A 37-year-old man from Henan Province, in Eastern China, recently found his biological mother 33-years after being abducted, thanks to a map of his home village that he drew from memory.

Li Jingwei was only four years old when he was abducted outside his family home in Yunan and sold to another family thousands of kilometers away. It was a neighbor who lured him with a toy and then drove him 2,000 kilometers to Henan Province, where he sold him to a family that raised him as his own. It’s unclear if he ever tried to run away, but what is known is that he spent many nights remembering what his parents and his home looked like, which ended up helping him reunite with his mother 33 years after his abduction. Li used his childhood memories to draw a crude yet detailed map of his home village and then turned to social media for help, asking people where they thought it could be.

“Recalling the appearance of my parents and what it was like around my home was a routine for me for a long period in my life,” Li Jingwei told reporters, adding that he could never remember the name of his village.

Li said that it took time to get used to his new family and that it hurt whenever he read articles about family gatherings, but as he grew up, he started focusing on things like school, then work and getting married, and starting his own family. But he never forgot about his real parents.

Inspired by other high-profile cases of people who were reunited with their families decades after being abducted, Li Jingwei decided it was time to focus more on his own efforts to find his parents. He realized his own parents were getting older and that he probably didn’t have that much time left to reconnect with them.

“When I saw the story of Guo Gangtang, I thought to myself, ‘I should try to find my biological parents’ … I wanted to see them when they are still alive,” Li told Henan Television. “I realized I could not wait any longer because my parents should be getting older now. I worried that when I figured out where I am from, they might have passed away.”

But how does one find the family he lost over three decades before? Well, in Li Jingwei’s case, he started by providing a blood sample to the police and then digging deep into his memory clues about the village he was born in. He ended up drawing crude maps by hand, which he then posted online, asking people if they recognized the layout and where this place might be located.

Li’s maps went viral, as people learned his story and expressed their amazement at how detailed his drawings were. They included the design of the houses as he remembered them, and even big wooden buckets in which people cooked rice. As information came in from netizens, police were able to narrow down the search to a mountainous village in Yunnan Province called Zhaotong.

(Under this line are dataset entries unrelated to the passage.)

Issue #761, opened 2026-08-27
sort_status cannot report sorted_kind, so the reporter still cannot tell a sorted table from a Z-ordered one


jdatcmd:
After #758, `pgcolumnar.storage.sorted_kind` records `lexicographic` or `zorder` for every
ordering rewrite. `pgcolumnar.sort_status()` still cannot report it: its OUT columns are
`sort_key`, `total_groups`, `sorted_groups`, `appended_groups`, `sorted_rows`,
`appended_rows`.

So the user-facing reporter still cannot express the distinction the catalog now holds. A
user reads `sort_key = {k,j}` and cannot tell a `vacuum_sorted` table from a `cluster` table.
`sort_key` names the columns; it does not say whether they are sorted or arranged on a
Z-order curve, and Z-order over two or more columns is not a sort on any one of them.

`docs/sql-reference.md` now tells the reader to select `sorted_kind` from
`pgcolumnar.storage` directly. That works, but `pgcolumnar.storage` carries no GRANT: it is
readable by superusers, whereas `sort_status()` is SECURITY DEFINER and gated on
`require_caller_select`, so a table's own owner can read it. The documented workaround is
therefore not available to the people the function exists for.

## The work

Add `sorted_kind text` as an OUT column of `pgcolumnar.sort_status(regclass)`, sourced from
`pgcolumnar.storage.sorted_kind`, NULL when unknown.

## Why it is not a one-line change

Adding an OUT parameter changes the function signature, so it cannot be a
`CREATE OR REPLACE`. It needs `DROP FUNCTION` + `CREATE FUNCTION` in a new
`pgcolumnar--1.0-alpha2--1.0-alpha3.sql`, which does not exist yet: every `[Unreleased]`
change so far has been shared-library only. So this issue is the one that starts the alpha3
upgrade script, and the release playbook applies (generate the script from a catalog delta,
then converge definition, ACL and comment against a fresh install).

Worth doing as part of whatever else needs a schema change before alpha3, rather than opening
the upgrade script for one column.

## Arms

- a fresh install and an upgraded one converge on the same definition, ACL and comment;
- `sort_status` reports `lexicographic` after `vacuum_sorted`, `zorder` after `cluster` and
  after `recluster`, NULL after an unsorted `vacuum`;
- the privilege boundary is unchanged: `sort_status_privilege` still denies a role with no
  SELECT, asserting SQLSTATE `42501`, and still admits the owner.

[...]

Issue #753, opened 2026-08-26
The Gather cost is charged per row and is blind to tuple width, which holds nine of eleven measured cells and an extension cannot change it


jdatcmd:
`docs/limitations.md`, "Parallel scans", records this as known and unfixed:

> On a narrow but selective scan the planner still prefers the serial plan even where the
> parallel one is faster. Measured: a three-column selective scan of a four-million-row table
> ran up to **2.5x faster in parallel**, and the planner chose serial anyway.
>
> The cause is the cost of the Gather node. The planner prices each row passed from a worker
> to the leader at `parallel_tuple_cost`, the same rate it uses for a heap scan. A columnar
> scan ships fewer, already-decoded rows, so that rate overstates its Gather cost. On the
> shape above the Gather cost reached almost the whole cost of the serial scan. **The serial
> plan won on cost while losing on the clock.**

So this is a costing asymmetry with a measured number attached, not a missing feature: the
parallel path exists and is built, and on a wide projection it is already chosen.

## Relationship to #369

#369 (closed) is the same class one node higher: the grouped parallel aggregate arm lost to
the serial node because the Finalize was priced off `estimate_num_groups` on an expression
key. Worth reading before starting, because the shape of the fix and the traps in measuring
it will be similar. This issue is about the **scan**, not the grouped aggregate.

## The care this needs

The doc is explicit that the default rate is conservative for any row-returning parallel
scan, not only a columnar one, and that a heap scan on the same shape also flipped. So the
fix must not be "discount our Gather until we win": it has to be defensible as pricing what
a columnar scan actually ships, and it needs a control on a shape where the serial plan is
genuinely right, or it will just move the error to the other side.

Per the house rule, calibrate the threshold in the context the check runs in, and assert the
chosen plan on both arms rather than the runtime alone.

jdatcmd:
## Measured. The phenomenon is real. The stated cause is not.

Nothing below inherits the published 2.5x. `docs/limitations.md` names only "a three-column
selective scan of a four-million-row table": no selectivity, no column types, no fixture, so
it is not reproducible from the doc.

**Fixture.** 4,000,000 rows, 14 columns (8 int of varying cardinality, 4 md5 text, numeric,
float8), all `hashint4`-derived so nothing is trivially compressible. Columnar 383 MB against
a heap twin at 845 MB. PG 17. A first fixture that made every column compressible produced
[...]

PR #762, opened 2026-08-27
Give the columnar scan the order a sorted rewrite left the rows in, so ORDER BY on a clustered table plans no Sort

### LINKED ISSUE #751: The columnar scan never advertises sort order, so a clustered table pays for a layout the planner cannot use

jdatcmd:
Closes #751.

Every `pathkeys` field in the tree was `NIL`, so a table `pgcolumnar.vacuum_sorted` had
physically ordered still planned a `Sort` to be read in that order.

## The measurement the issue asked for

4,000,000 rows in 27 row groups, `vacuum_sorted('t','k','j')`, `sort_status` reporting key
`{k,j}`, 27 sorted groups, 0 appended, 0 inversions on `k` in scan order. Instructions
retired by one pinned backend (`cpu_core` at 100.00% on every arm; wall clock is not a fair
instrument on this host). Both arms return byte-identical answers, and the plan is asserted
on both.

| query | Sort (`enable_sorted_pathkeys=off`) | no Sort (`on`) | ratio |
| --- | ---: | ---: | ---: |
| `ORDER BY k, j LIMIT 10` | 5,545,800,871 | 14,133,342 | **392x** |
| `ORDER BY k, j OFFSET 3999990` | 8,395,455,193 | 3,392,835,665 | **2.47x** |

The second row is the whole relation consumed, so it is the sort itself: 2,099 instructions
a row against 848, about 1,251 a row the sort was costing. The first is the early stop the
sort made impossible. Re-run with the arm order reversed, the four figures reproduce within
0.8%.

The first attempt at this measurement was void and is worth recording: `(g*7919)%1000000`
overflows int32 above g = 271,181, the fixture INSERT failed with `integer out of range`, and
every arm measured an empty table while reporting clean numbers. `rows=4000000` is now
asserted before any arm runs.

## Why this is a correctness change, not a performance one

**A claim the rows do not satisfy is a wrong answer, not a slow plan**, because the `Sort`
that would have fixed the order is gone. No correctness test on unordered data notices, since
its plan keeps a `Sort` either way. The claim is refused unless all of:

1. the last ordering rewrite was **lexicographic and recorded itself as such** (#758) -- a
   Z-order run and an unknown one are refused rather than guessed at, and after #758 they can
   be told apart;
2. **every row group lies inside the recorded run**, so one appended or updated row retracts
   it;
3. **no sort column is collatable** (see below);
4. the requested ordering is a **prefix of the recorded key**, taken from the same type's
   `<` operator the rewrite's tuplesort used. Asking `build_expression_pathkey` for that
   operator is what makes it ascending / NULLS LAST / in the key's own collation, rather than
   a restatement of those three properties that could drift from the sort that produced them.

### Two wrong answers found during development, both now arms

**A collation-only ALTER changes the order without rewriting a row.**
`ALTER TABLE t ALTER COLUMN k TYPE text COLLATE "en_US.utf8"` on a column already
`text COLLATE "C"` needs no transformation, so PostgreSQL updates `pg_attribute` and leaves
every stored row where it is: same storage id, groups unchanged, mark intact. Measured on
4,000 rows chosen so the two collations disagree (in C, `'B'` 0x42 sorts before `'a'` 0x61):

```
plan after the ALTER : Custom Scan (PgColumnarScan) on b      <- no Sort
ORDER BY k LIMIT 3   : AA1003|AA1011|AA1019                    <- the C order
heap oracle, en_US   : aa10|aa1002|AA1003                      <- the answer
```

Refused on `OidIsValid(att->attcollation)`. The claim that this is **exact** for "has an
ordering that can change under us" is measured per type family rather than reasoned:

| type | `attcollation` | claim | why that is safe |
| --- | --- | --- | --- |
| domain over `text COLLATE "C"` | `C` | refused | carries the base type's collation |
| `text[]` | `default` | refused | an array of a collatable type is collatable |
| composite over `text` | `InvalidOid` | **claimed** | PostgreSQL refuses `ALTER TYPE ... ALTER ATTRIBUTE ... TYPE text COLLATE x` with *"cannot alter type because column uses it"* while any column stores the type |
| range over `text` | `InvalidOid` | **claimed** | `typcollation` is 0, the collation is fixed at `CREATE TYPE`, and there is no DDL to change `pg_range.rngcollation` |
| enum | `InvalidOid` | **claimed** | `ADD VALUE ... BEFORE` slots a value in without renumbering existing ones, and the new value cannot be in stored rows |

The composite and enum rows are the two that looked like holes, and both are closed by
PostgreSQL rather than by this extension. Each has an arm: the composite arm runs the `ALTER`
and matches the refusal text, so it goes red if that ever stops being true; the enum arm
asserts a heap-oracle **answer** after `ADD VALUE 'a' BEFORE 'b'`, not only a plan. **This costs text sort keys an ordered path**, and
that is a stated limitation, not caution. Lifting it means recording the collations beside the
names, which needs a catalog column, so it belongs with #761's upgrade script.

**A cached plan outlives the ordering it was planned on.** The claim lives in a plan, and no
catalog object the plan cache watches changes when rows are appended. Measured before the fix:
a prepared `SELECT k FROM pc ORDER BY k NULLS LAST LIMIT 5` returned `0,0,0,0,0` after 600
rows with `k` from -1 to -600 were appended below the run, where the answer is
`-600,-599,-598,-597,-596`. A group written outside the run now invalidates the relation's
cached plans, gated so it fires only when the storage has a mark and this group falls outside
it: once per row group, never on a bulk load into an unordered relation.

It sits in `pgcolumnar_flush_row_group`, which is below all **six** of its own call sites in
`columnar_write_state.c` (including `pgcolumnar_flush_row_group(w->innerWs)`) and is the only
caller of `PgColumnarInsertRowGroupRow`. "One caller" understates what it covers, which is why
each write path gets its own arm rather than a reading of the grep.

## Where the claim is NOT attached

Only the serial base scan. `columnar_customscan.c:2373` (projection) and `:2508` (parallel
partial) keep `NIL`, and both now have arms: a projection is a separate physical layout with
its own sort key in `pgcolumnar.projection.sort_key`, unrelated to `storage.sorted_by`; and
pathkeys on a partial path describe one worker's output, which a plain `Gather` interleaves.
The four `columnar_vector.c` sites (ungrouped and grouped vector aggregates) also keep `NIL`;
the grouped one is what would serve `GROUP BY k` and is left for a follow-up.

## Test

`test/sorted_pathkeys.sh`, **103 checks**, registered in `run_all_versions.sh`. Two groups:

- **CLAIM arms** -- the shapes where the ordering is real must lose the `Sort`. These are what
  goes red without the change (6 arms).
- **REFUSE arms** -- every shape where the rows are not in the claimed order must keep the
  `Sort` **and** return the same rows in the same order as a heap table holding identical
  data. **These pass trivially when no pathkeys exist at all**, so they are proved by
  over-claiming mutations rather than by being green.

One CLAIM arm is about the *skip-and-continue* branch rather than a refusal: a leading key
whose equivalence class is a constant (`WHERE k = 5`) is skipped and the prefix continues,
mirroring core's `build_index_pathkeys`, because every row the scan returns shares that value
and the rows are therefore ordered by what follows it. `ORDER BY j` under `WHERE k = 5` on a
`(k,j)` run plans no `Sort` and answers in `j` order against the heap twin; the bare
`ORDER BY j` refusal arm is its control.

Refusals covered: `DESC`; `NULLS FIRST`; a non-prefix of the key; a column not in the key;
the key columns in the wrong order; an appended tail (with values *below* the run, so a wrong
claim is a wrong answer and not merely an unordered one); a Z-order run; a declared-but-never-
applied `sort_by`; an unsorted `vacuum`; a collatable column; a collation-only ALTER; a type
change; one `UPDATE`d row; a renamed column; a reclaiming `compact_rewrite`; the GUC off.

## Removal proofs

Each mutation was built and the installed `.so` fingerprinted, so no arm is reported against a
binary that does not contain it.

| mutation | `.so` | arms red |
| --- | --- | --- |
| baseline, fixed | `82558b862d50` | 0 of 92 |
| feature absent (main) | `2340966b22f6` | the 6 CLAIM arms |
| drop the `lexicographic` gate | `0a9c681abf28` | Z-order refusal **+ its heap-oracle answer arm** |
| drop the run-coverage gate | `a580989cda9c` | tail refusal **+ 2 answer arms + the cached-plan arm** |
| drop the collatable refusal | `3b90b692c831` | 2 refusals **+ 2 heap-oracle answer arms** |
| `lt_opr` -> `gt_opr` | (rebuilt) | `DESC` refusal **+ its heap-oracle answer arm** |
| disable the invalidation | `fe5cb0c3d751` | all **6** cached-plan arms |
| end the prefix on a redundant key instead of skipping it | `0543d84a5755` | the constant-leading-key arm |

Every mutation reddens at least one *answer* arm, not only a plan arm.

## Three vacuous arms of my own, caught before they shipped

Recorded because the shape recurs and the reviewer's per-path suggestion is what exposed the
first two:

1. Five write-path arms named the cached plan and ended in an equivalent **ad-hoc SELECT**
   instead of `EXECUTE p`. A fresh query is planned from scratch and can never observe a stale
   plan, so all five stayed green with the invalidation disabled while the original arm went
   red alone.
2. The `parallel_flush` dispatch premise ran on the same table as its cached-plan arm, so it
   appended a tail *before* the plan was prepared and there was no ordered path left to
   retract. Vacuous again, in the same suite, for a different reason. Separate fixtures now.
3. A `bulk_parallel_writer` arm that was a plain-INSERT arm wearing a GUC. That GUC does not
   change the write path at all; its only consulted site is
   `PgColumnarInsertNativeStorageRow`, where it skips an advisory lock, and
   `pgcolumnar.parallel_copy` sets it in its loader sessions. Removed and replaced with a real
   `pgcolumnar.parallel_copy` arm, which is the one write path where separate **backends**
   flush groups in their own (prepared) transactions, so it is the only place the invalidation
   crosses a process boundary. It needs `max_prepared_transactions >= workers`, set in
   `PGC_EXTRA_CONF` because it cannot be raised without a restart, and the loaded row count is
   asserted first so an under-provisioned run cannot read as a pass.

Two of my own checks were also caught by `harness_selftest`, and both were real: a
`printf | grep -q` in the Gather arm (the EPIPE shape selftest 080 exists to stop, now
`grep -c`), and selftest 260 counting only `diff_query_ordered` users as needing
`pgc_check_ordered_oracle` -- this suite calls the oracle directly through `pgc_seq_hash`, so
260's grep is widened rather than the premise dropped.

## Suites run

**Full PG17 matrix, `test/run_all_versions.sh`: 213 of 218 suites ran, ALL PASSED**, 5 skipped
(`analyze_differential`, `analyze_function`, `native_repack`, `pg19_vacuum_options`,
`temporal` -- all pre-existing PG18+/optional skips). The whole tree was run rather than a
derived subset, because this change alters path selection and a `grep -l` for the identifiers
it touches returns 98 of the suites.

That matrix run included `sorted_pathkeys` at 84 checks. The last 8 arms (`parallel_copy`,
the split `parallel_flush` fixtures, the TRUNCATE invariant) were added after it and have been
run standalone, 92 of 92, plus the removal proof above. CI covers the full matrix on the final
tree.

## Deliberately not in this PR

- **Text sort keys get no ordered path**, per the collation limitation above. Needs the
  collations recorded in the catalog.
- **`GROUP BY k` still gets no Group Aggregate.** That consequence is served by
  `PgColumnarTryGroupAggPath` in `columnar_vector.c`, not by any path this PR touches.
- **A sorted run plus a sorted tail is a merge, not a scan**, and is not attempted.

## One note on `truncate_useless_pathkeys`

It is called at the end for hygiene, and it can only ever shorten the claim to a prefix of
itself. A prefix of a valid ordering is a valid ordering, and a shorter claim makes
`pathkeys_contained_in` more likely to fail, which adds a `Sort` rather than removing one. So
it cannot turn a sound claim into an unsound one; the worst it can do is cost an optimisation.

### DIFF
--- a/CHANGELOG.md
+++ b/CHANGELOG.md
@@ -16,6 +16,57 @@ pinned at `1.0-dev` or `1.0-alpha`, each true until the next version shipped.
 
 ### Added
 
+- The columnar scan now tells the planner the order a sorted rewrite left the
+  rows in, so `ORDER BY` on that key plans no `Sort`. Every `pathkeys` field in
+  the tree was `NIL`, so a table that `pgcolumnar.vacuum_sorted` had physically
+  ordered still paid a full sort to be read in that order, and
+  `ORDER BY ... LIMIT n` could not stop early.
+
+  Measured on 4,000,000 rows in 27 row groups, `vacuum_sorted('t','k','j')`,
+  `sort_status` reporting key `{k,j}`, 27 sorted groups, 0 appended, 0
+  inversions on `k` in scan order. Instructions retired by one pinned backend,
+  same query, `pgcolumnar.enable_sorted_pathkeys` off against on, and both arms
+  return byte-identical answers:
+
+  | query | Sort (off) | no Sort (on) | ratio |
+  | --- | ---: | ---: | ---: |
+  | `ORDER BY k, j LIMIT 10` | 5,545,800,871 | 14,133,342 | 392x |
+  | `ORDER BY k, j OFFSET 3999990` | 8,395,455,193 | 3,392,835,665 | 2.47x |
+
+  The second row is the whole relation consumed, so it is the sort itself:
+  2,099 instructions a row against 848, about 1,251 a row that the sort was
+  costing. The first is the early stop the sort made impossible. Re-run with the
+  arm order reversed the four figures reproduce within 0.8%.
+
+  **A claim the rows do not satisfy is a wrong answer, not a slow plan**, since
+  the `Sort` that would have fixed the order is gone. The claim is therefore
+  refused unless all of: the last ordering rewrite was lexicographic and
+  recorded itself as such (#758), so a Z-order run and an unknown one are
+  refused rather than guessed at; every row group lies inside the recorded run,
+  so one appended or updated row retracts it; no sort column is collatable; and
+  the requested ordering is a prefix of the recorded key, ascending, NULLS LAST,
+  which is what the rewrite's own tuplesort applies.
+
+  Collatable sort columns are refused because only the column names are
+  recorded. `ALTER TABLE t ALTER COLUMN k TYPE text COLLATE "en_US.utf8"` on a
+  column already `text COLLATE "C"` needs no transformation, so PostgreSQL
+  updates `pg_attribute` and leaves every row where it is: same storage, mark
+  intact, ordering silently a different one. A text sort key therefore gets no
+  ordered path. Lifting that needs the collations recorded beside the names.
+
+  The claim lives in a plan, and no catalog object the plan cache watches
+  changes when rows are appended, so a group written outside the run now
+  invalidates the relation's cached plans. Without it a prepared
+  `ORDER BY k NULLS LAST LIMIT 5` answered from the ordered run alone after 600
+  rows were appended below it. It fires once per row group and only on a
+  relation that has a mark.
+
+  Only the serial scan carries the claim. The parallel partial path and the
+  projection path keep `NIL`: workers finish in any order, and a projection is a
+  separate layout with its own sort key. New GUC
+  `pgcolumnar.enable_sorted_pathkeys`, on by default. New suite
+  `sorted_pathkeys`, 84 checks. (#751)
+
 - A predicate on `date_trunc(unit, ts)` now drives chunk-group skipping for the
   ORDERED comparisons too, not only equality. #739 inverted `=` and declined
   every other operator, so `date_trunc('day', ts) >= '2024-02-01'` still read
--- a/docs/configuration.md
+++ b/docs/configuration.md
@@ -75,6 +75,7 @@ disk. It never changes the values that a table returns.
 | --- | --- | --- | --- |
 | `pgcolumnar.enable_index_only_scan` | boolean | `on` | Allow index-only scans on columnar tables, served by the columnar visibility-map fork. Set to `off` to force a plain index scan. |
 | `pgcolumnar.enable_projection_scan` | boolean | `on` | Let the planner scan a covering projection instead of the base table when one serves the query better. |
+| `pgcolumnar.enable_sorted_pathkeys` | boolean | `on` | Let the columnar scan tell the planner the order a sorted rewrite left the rows in, so `ORDER BY` on that key needs no `Sort`. Only a lexicographic run recorded by `pgcolumnar.vacuum_sorted` that still covers every row group is advertised. Set to `off` to restore the behaviour of always planning a `Sort`. |
 
 ### Maintenance and disk reclaim
 
--- a/src/columnar.h
+++ b/src/columnar.h
@@ -213,6 +213,7 @@ extern bool pgcolumnar_enable_index_only_scan;	/* allow index-only scans (gap 28
 extern bool pgcolumnar_bulk_parallel_writer;	/* internal: parallel_copy loader skips the storage-row creation lock (#300) */
 extern bool pgcolumnar_parallel_flush;	/* dispatch the per-column stripe flush across bgworkers (#445 slice 3) */
 extern bool pgcolumnar_enable_projection_scan;	/* scan a covering projection (gap 26) */
+extern bool pgcolumnar_enable_sorted_pathkeys;	/* advertise a sorted run's order (#751) */
 extern bool pgcolumnar_enable_index_fetch_penalty;	/* price a columnar index scan's per-row fetch (#355) */
 
 /*
--- a/src/columnar_compat.h
+++ b/src/columnar_compat.h
@@ -497,6 +497,20 @@ PgColumnarReindexRelation(Oid relid, int flags)
 #endif
 
 /* -------------------------------------------------------------------------
+ * build_expression_pathkey() lost its nullable_relids parameter in PG16, when
+ * outer-join-aware equivalence classes replaced it (core commit 2489d76c).
+ * Every caller here passes no nullable relids, so the wrapper takes the modern
+ * five arguments and fills NULL on PG15.
+ * ------------------------------------------------------------------------- */
+#if PG_VERSION_NUM >= 160000
+#define COLUMNAR_BUILD_EXPRESSION_PATHKEY(root, expr, opno, rel, create_it) \
+	build_expression_pathkey((root), (expr), (opno), (rel), (create_it))
+#else
+#define COLUMNAR_BUILD_EXPRESSION_PATHKEY(root, expr, opno, rel, create_it) \
+	build_expression_pathkey((root), (expr), NULL, (opno), (rel), (create_it))
+#endif
+
+/* -------------------------------------------------------------------------
  * Executor index maintenance on the import path (#168).
  *
  * Two signatures move independently here, so they get one macro each rather
--- a/src/columnar_customscan.c
+++ b/src/columnar_customscan.c
@@ -26,6 +26,7 @@
  */
 #include "columnar.h"
 
+#include "columnar_metadata.h"
 #include "columnar_customscan.h"
 #include "columnar_reader.h"
 #include <math.h>
@@ -78,6 +79,7 @@
 bool		pgcolumnar_enable_custom_scan = true;
 /* GUC: let the planner scan a covering projection instead of the base (gap 26) */
 bool		pgcolumnar_enable_projection_scan = true;
+bool		pgcolumnar_enable_sorted_pathkeys = true;
 /* GUC: price a columnar index scan's per-row heap fetch (#355) */
 bool		pgcolumnar_enable_index_fetch_penalty = true;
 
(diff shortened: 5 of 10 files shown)


OffgridwithJD (commented):
Reviewed on the real 3-way merge at `f653aa1` (merge-base **is** `098b7b9`, so the
merged tree is the PR head), PG 18.4 assert — a second major, since you gated on
PG 17. **`sorted_pathkeys` 103/103**, **`harness_selftest` 151/151**, tree clean.

The `.so` md5 is identical (`814667cc5c90`) at `d1ea1b9` and `f653aa1`, which
independently confirms the last two pushes were test-and-docs only.

One substantive finding, one enumeration gap that is **not** a wrong answer, and
one guard nit. Nothing that blocks.

## 1. Plan-time cost is paid by queries that can never use the ordering

Condition 2 reads the **whole row-group list** at plan time, and nothing before it
asks whether this query could use an ordering at all. So every plan of every query
against a table carrying a lexicographic mark pays it — including queries with no
`ORDER BY`.

Measured on `pg18n` (non-assert), 1M rows, **1,000 row groups**, A/B on
`pgcolumnar.enable_sorted_pathkeys`, 15 interleaved reps, planning time from
`EXPLAIN (SUMMARY ON)` so no execution is in the number:

| table | GUC on | GUC off | ratio |
| --- | ---: | ---: | ---: |
| marked `lexicographic`, query has **no ORDER BY** | 1.079 ms | 0.922 ms | **1.17x** |
| never sorted (control) | 1.018 ms | 1.007 ms | 1.01x |

The control is the part that makes it a mechanism rather than noise: an unsorted
table returns at condition 1 and pays only the storage-row probe, so the GUC moves
nothing. A 4,000-group run showed a larger delta (+0.41 ms) but its control drifted
to 1.13x, so I am reporting that one as direction only, not as a clean number.

Absolute cost is small — 0.16 ms — and I would not hold the PR for it. But it grows
with group count, it is paid per plan, and it is entirely avoidable: core has
`has_useful_pathkeys(root, rel)` declared in `optimizer/paths.h` **immediately above
`truncate_useless_pathkeys`**, which you already call. Same signature on PG 15, 18
and 19 (checked all three `includedir-server` headers), so no compat macro. An early
return on `!has_useful_pathkeys(root, rel)` skips the group read for exactly the
queries that would have had their claim truncated to NIL at the end anyway. It is the
same notion you already compute, just computed before the expensive part instead of
after it.

## 2. The collation enumeration is incomplete — three more shapes reach the claim

You asked for a sixth family. I found three more shapes with
`attcollation = InvalidOid` that are **CLAIMED** (measured as 0 `Sort` nodes in the
plan after `vacuum_sorted`), none of which the five-row table names:

| shape | `attcollation` | claim |
| --- | --- | --- |
| **multirange** over `text` (`tmultirange`) | `0` | not refused |
| **array of composite** (`ctype[]`) | `0` | **claimed** |
| **composite nesting a composite** / composite holding `text[]` | `0` | **claimed** |

None is a wrong answer, and the reason is stronger than I expected. I went after the
two that looked reachable — a table whose only column is `ctype[]`, and a table whose
only column is an outer composite nesting `ctype2`, so that no column stores the
inner type *directly*:

```
column is ctype[]      : ALTER TYPE ctype  ALTER ATTRIBUTE f ... -> ERROR: cannot alter type "ctype" because column "arrc.k" uses it
                         ... CASCADE                             -> same error
column is outer2(ctype2): ALTER TYPE ctype2 ALTER ATTRIBUTE f ... -> ERROR: cannot alter type "ctype2" because column "nest.k" uses it
                         ... CASCADE                             -> same error
```

PostgreSQL's dependency tracking follows **through the array and through the nesting
composite**, and names the columnar column for a type the table only holds indirectly.
CASCADE cascades to dependent types, never to a table storing one. So the protection
holds for the whole family, not just the direct case you tested.

The suggestion is therefore not to add three rows to the table. It is to record the
**invariant**, since that is what covers the shapes neither of us enumerated:
a type with `attcollation = InvalidOid` is safe when its ordering derives either from
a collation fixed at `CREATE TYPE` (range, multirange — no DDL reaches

Local authorities provided information about a local woman who had lost her son around the same time that Li Jingwei was captured, and a DNA test proved that she was indeed his mother. They were scheduled to meet in person on January 1st, but unfortunately, Li was unable to see his real father again, as he passed away some years ago.

Li Jingwei did not tell Chinese media what he hoped would happen to the family who raised him, but, as of late, abducted children have been reluctant to prosecute the parents who raised them, because they had a good relationship with them.